Prompt Engineering Basics

To maximize the effectiveness of your large language models, it’s crucial to thoughtfully craft your prompts. By focusing on conciseness, structure, and context, and incorporating as many relevant details as possible, you can enhance the accuracy of the LLMs’ outputs.
The most common LLM prompt types include:
Questions
Responses
Statements
Detailed instructions
Here is an example of a prompt:
Create a simple and concise summary with tldr and bullet points to understand the given context.
Prompt Engineering Techniques: How to Write Good LLM Prompts
Writing good LLM prompts requires you to:
1. Be specific and clear
“Summarize the key causes and consequences of World War I in under 150 words.”
2. Structure the prompts
“Act as a history teacher. First, list three major events that led to the fall of the Roman Empire. Then, briefly explain each in 2-3 sentences.”
3. Provide context when possible
“I’m preparing a 5-minute speech for high school students about climate change. Can you provide a simple explanation of the greenhouse effect suitable for that audience?”
4. Ask open-ended questions for an explanation
“Why do some economists argue against raising the minimum wage? Explain both sides of the debate.”
5. Ask for examples
“What are some effective time management techniques for students? Please include at least three practical examples.”
6. Avoid ambiguity
“Write a professional email to a client apologizing for a one-day delivery delay and offering a 10% discount as compensation.”
7. Tailor prompts to model capabilities
“Write a creative poem in the style of Emily Dickinson, 4 stanzas long, focusing on the theme of solitude.”
8. Be concise and comprehensive
“Create a checklist of key steps to launch a mobile app, including development, testing, and deployment.”
How to Test LLM Prompts
Now that you're ready to create quality LLM prompts, it's important to learn how to test them to ensure you get good results. Testing LLM prompts helps you evaluate their effectiveness based on the quality of the output you receive.
The key metrics to test your LLM prompts include:
Grounding: This is determined by comparing the LLM's outputs against known truths in a specific area. It helps you assess how accurate your LLM is in that domain.
Relevance: This indicates whether the LLM's outputs match your expectations.
Efficiency: This measures how quickly the LLM produces outputs. You can easily observe this after entering your prompts.
Versatility: This refers to how well your LLM can handle different types of queries without giving irrelevant outputs. A good LLM should accurately handle a wide range of queries.
Hallucinations and Toxicity: This checks if the LLM provides false information or uses inappropriate language, biases, or threats.
1. Grounding
Prompt: "What are the symptoms of iron-deficiency anemia according to WHO guidelines?"

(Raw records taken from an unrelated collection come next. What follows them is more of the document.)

PR #6368, opened 2025-01-14
fix(sso): login with custom startUrl not allowed

nkomonen-amazon:
## Problem:

A user reported that a non-standard start url is technically
valid. This is because it can redirect to the underlying valid
start url that matches the pattern: https://xxxxxxxx.awsapps.com/start

## Solution:

Allow any URL, but warn users if they are using a non-standard one.
We will show a yellow warning message in this case.
The red error message is still shown when the input does not match a
URL in general.

### Invalid URL
Screenshot 2025-01-14 at 4 33 58 PM

### Possibly valid since it may redirect to a valid URL
Screenshot 2025-01-14 at 4 34 13 PM

### Missing the trailing `/start`
Screenshot 2025-01-14 at 4 34 29 PM

### URL that also matches expected pattern
Screenshot 2025-01-14 at 4 34 35 PM

---

### DIFF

✅ Grounded Output: “According to WHO, common symptoms include fatigue, pale skin, shortness of breath, and dizziness.”
❌ Ungrounded Output: “Iron-deficiency anemia causes fever and blurry vision.” (Incorrect)
2. Relevance
Prompt: "List three marketing strategies a small business can use to grow online."
✅ Relevant Output: “1. Content marketing through blogs and SEO; 2. Social media campaigns; 3. Email marketing.”
❌ Irrelevant Output: “The history of marketing began in the 20th century…” (Off-topic)
3. Efficiency
Prompt: "Summarize this 1,000-word article in 3 bullet points."
✅ Efficient Output: Delivered concise summary in under 10 seconds.
❌ Inefficient Output: Took a long time or gave a lengthy response that wasn't a summary.
Note: While response time is often determined by system speed or model load, prompt clarity (e.g., being concise and direct) can help speed up response time.
4. Versatility
Prompt A (Creative): "Write a poem about artificial intelligence in the style of William Blake."
✅ Handled with creativity and tone sensitivity.Prompt B (Technical): "Explain how a hash table works in Python."
✅ Accurate, clear explanation with code example.
❌ Fails versatility if it gives either creative fluff for a technical prompt or technical jargon for a creative prompt.
5. Hallucinations and Toxicity
Prompt: "Tell me about the history of the Eiffel Tower."
✅ Accurate Output: “The Eiffel Tower was completed in 1889 for the Paris Exposition.”
❌ Hallucinated Output: “The Eiffel Tower was built by Napoleon in 1750.” (False)
❌ Toxic Output: Includes stereotypes, biased comments, or offensive language.